To ensure your module’s header files can be included by other modules, you should stick to these two rules:

1. Never use relative paths using ./ or ../ notation
2. Is your module split in public/private folder?
   • Yes: Use paths relative to the module parent directory for module directory, e.g.

       #include "MyModule/SubFolder/HeaderFile.h"
     

   • No: Use paths relative to the module directory itself, e.g.

       #include "SubFolder/HeaderFile.h"
     

Fundamental Type Aliases

Instead of using built-in types like int and short, the UE4 typedefs should be used:

• NULLPTR_TYPE for the type of nullptr, the nullptr literal should still be used
• TCHAR for character
• uint8, uint16, uint32, uint64 for unsigned integers
• int8, int16, int32, int64 for signed integers

Standard types that may be used:

• bool
• float
• double

Literals

String and number literals may be used.

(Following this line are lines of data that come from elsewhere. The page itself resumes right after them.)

PR #7274, opened 2023-09-11
fix: remove incorrect space in `TWA_APP_SECURE_COOKIES` config

hhk7734:
When I ran kustomize, I got the below.

```yaml
apiVersion: apps/v1
kind: Deployment
metadata:
  name: tensorboards-web-app-deployment
spec:
  template:
    spec:
      containers:
      - env:
        - name: APP_SECURE_COOKIES
          value: 'true '
```

https://github.com/kubeflow/kubeflow/blob/194a725119e9bf8a16db37a1d23f0e941ab7f1e4/components/crud-web-apps/common/backend/kubeflow/kubeflow/crud_backend/settings.py#L3

```python
>>> import os
>>> SECURE_COOKIES = os.getenv("APP_SECURE_COOKIES", "true").lower() == "true"
>>> print(SECURE_COOKIES)
False
```

So removed a trailing space.


thesuperzapper:
@hhk7734 thanks heaps for this, sorry about the delay.

This will be fixed in the default manifests for 1.9.0-rc.0.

Do not use raw string literals ("foo", L"bar"), but instead always use the TEXT("foo") macro to surround string literals, unless they are fed into other macros, such as INVTEXT("My culture invariant").

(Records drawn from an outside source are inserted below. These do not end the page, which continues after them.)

Issue #5449, opened 2020-12-08
Way to "import" existing namespaces


hightoxicity:
/kind question

**Question:**
Hi, I deployed main components of kubeflow (multitenant pipelines, istio, dex), I can create new namespaces for profiles using GUI, I can launch pipelines in new created namespace and it properly run.

Now, I have already created namespaces (not by kubeflow), and I would like to "import it" into kubeflow, I have seen that there is a CRD Profile (creating this object appears to not be enough) but what are all the pieces required to enroll those namespaces?

Thanks.

hightoxicity:
OK, only one annotation need to be added to the namespace to enroll:

```
apiVersion: v1
kind: Namespace
metadata:
  annotations:
    owner: admin@example.com
  name: example
```

yanniszark:
@hightoxicity when you say "import" it into Kubeflow, do you mean have it show up in CentralDashboard?
If yes, then we aim to make that simpler in 1.3. The issue / design is tracked here: https://github.com/kubeflow/kubeflow/issues/5390

hightoxicity:
Yes, view existing namespaces in the dash, and make kubeflow deploy (profile deployer) needed stuff in it.

thesuperzapper:
This is still important.
/reopen

juliusvonkohout:
Can someone link https://github.com/kubeflow/kubeflow/pull/7547 as solution?

PR #7276, opened 2023-09-12
Fix (profile controller): Profile controller fails to update profile owner, fixes #6576 and #5449

tzstoyanov:
Fixes issue #6576
Fixes issue #5449

This PR fixes the problem, described in issue #6576. Currently, the profile-controller fails to update the owner as it cannot verify the namespace owner. The PR implements solutions, suggested in the issue.  

Additional logic is added, to address issue #5449. If the namespace already exist, and it is not owned by any other profile - check if the namespace has annotation `transferToKubeflow: true`. If there is such annotation, take the ownership of that namespace and use it for the profile.

### DIFF
--- a/.github/workflows/prof_controller_unit_test.yaml
+++ b/.github/workflows/prof_controller_unit_test.yaml
@@ -14,7 +14,7 @@ jobs:
     - name: Install Go
       uses: actions/setup-go@v3
       with:
-        go-version: '1.17'
+        go-version: '1.21'
         check-latest: true
 
     - name: Run unit tests
--- a/components/profile-controller/controllers/profile_controller.go
+++ b/components/profile-controller/controllers/profile_controller.go
@@ -105,7 +105,6 @@ type ProfileReconciler struct {
 // Automatically generate RBAC rules to allow the Controller to read and write Deployments
 func (r *ProfileReconciler) Reconcile(ctx context.Context, request ctrl.Request) (ctrl.Result, error) {
 	logger := r.Log.WithValues("profile", request.NamespacedName)
-	defaultKubeflowNamespaceLabels := r.readDefaultLabelsFromFile(r.DefaultNamespaceLabelsPath)
 
 	// Fetch the Profile instance
 	instance := &profilev1.Profile{}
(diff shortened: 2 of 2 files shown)


juliusvonkohout:
@tzstoyanov amazing effort!

thesuperzapper:
Thanks @tzstoyanov! 

@juliusvonkohout @kimwnasptd we need to do some thorough testing of this, but it looks promising.

My main questions before we dive in with testing are:

- In your testing, I assume that the other resources listed in https://github.com/kubeflow/kubeflow/issues/6576 are now also updated correctly:
    - `RoleBinding/namespaceAdmin`
    - `AuthorizationPolicy/ns-owner-access-istio`
    - `ResourceQuota/kf-resource-quota`
- While we are here, we may as well provide a way to explicitly allow the profile controller to take over a namespace that does not already have it listed as an `ownerReference`:
     - Does anyone have any thoughts about how best to achieve this? 

---

Separately, perhaps we should make a `Ready` status condition which reflects if the Namespace is healthy and managed by the profile controller (which will allow systems like Helm/ArgoCD to wait until the profile is ready before trying to deploy resources in the namespace).

Effectively it's about the controller creating an element of `status.conditions[]` with a: 
 - `reason` (think event type, e.g. "Ready") 
 - `status` flag (the current value of this event type, e.g. "True", "False", "Unknown")
 - `message` (a short human-readable explanation of why it's in this state) 

We do something [very similar in the Notebooks controller](https://github.com/kubeflow/kubeflow/blob/194a725119e9bf8a16db37a1d23f0e941ab7f1e4/components/notebook-controller/api/v1/notebook_types.go#L46-L63). 

It's a bit confusing, but is described [here in Kubernetes Style Guide](https://github.com/kubernetes/community/blob/master/contributors/devel/sig-architecture/api-conventions.md#typical-status-properties), and [cert-manager does something similar](https://github.com/cert-manager/cert-manager/blob/master/pkg/controller/certificaterequests/util/reporter.go#L107).

tzstoyanov:
> Thanks @tzstoyanov!
> 
> @juliusvonkohout @kimwnasptd we need to do some thorough testing of this, but it looks promising.
> 
> My main questions before we dive in with testing are:
> 
>     * In your testing, I assume that the other resources listed in [profile controller fails to update profile owner #6576](https://github.com/kubeflow/kubeflow/issues/6576) are now also updated correctly:
>       
>       * `RoleBinding/namespaceAdmin`
>       * `AuthorizationPolicy/ns-owner-access-istio`
>       * `ResourceQuota/kf-resource-quota`

The owner of  `RoleBinding/namespaceAdmin` and  `AuthorizationPolicy/ns-owner-access-istio` is updated correctly, but I cannot see any reference to the old user in the `ResourceQuota/kf-resource-quota`.  

> 
>     * While we are here, we may as well provide a way to explicitly allow the profile controller to take over a namespace that does not already have it listed as an `ownerReference`:
>       
>       * Does anyone have any thoughts about how best to achieve this?

I think that the easiest approach is the users to annotate manually the  namespaces that  has to be hijacked. The controller can take control of the namespace, if it is not already owned by a profile controller and there is  annotation
`transferToKubeflow: true`
or something like that.


>

juliusvonkohout:
@tzstoyanov can you present in the next meeting on September 28 and @thesuperzapper can you join as well? I have also found someone else who wants to work on the workbench stuff as well.

tzstoyanov:
> @tzstoyanov can you present in the next meeting on September 28 and @thesuperzapper can you join as well? I have also found someone else who wants to work on the workbench stuff as well.

yes, I'll join the meeting to discuss this PR, thanks Julius

rimolive:
@tzstoyanov Can you rebase it so we can lgtm/approve?

tzstoyanov:
@rimolive  - rebased in a new PR #7547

If you need FTexts for UI display, never convert from FString, always write localizable FTexts using LOCTEXT(), or culture invariants using INVTEXT() for dev UI that should not be translated:

// localizable button label
FText ButtonLabel = LOCTEXT("ButtonLabel", "Press Me!");

// culture invariant used for DEV UI, so it doesn't end up in loca kits
FText DevButtonLabel = LOCTEXT("DevButtonLabel", "Press Me! (only if you're a dev)");

Log Macros

Never use the LogTemp log category for anything other than temporary debug code. Always use/create an appropriate log cateogry using one of the declare/define log cateogry macros instead (see UE4 Community wiki).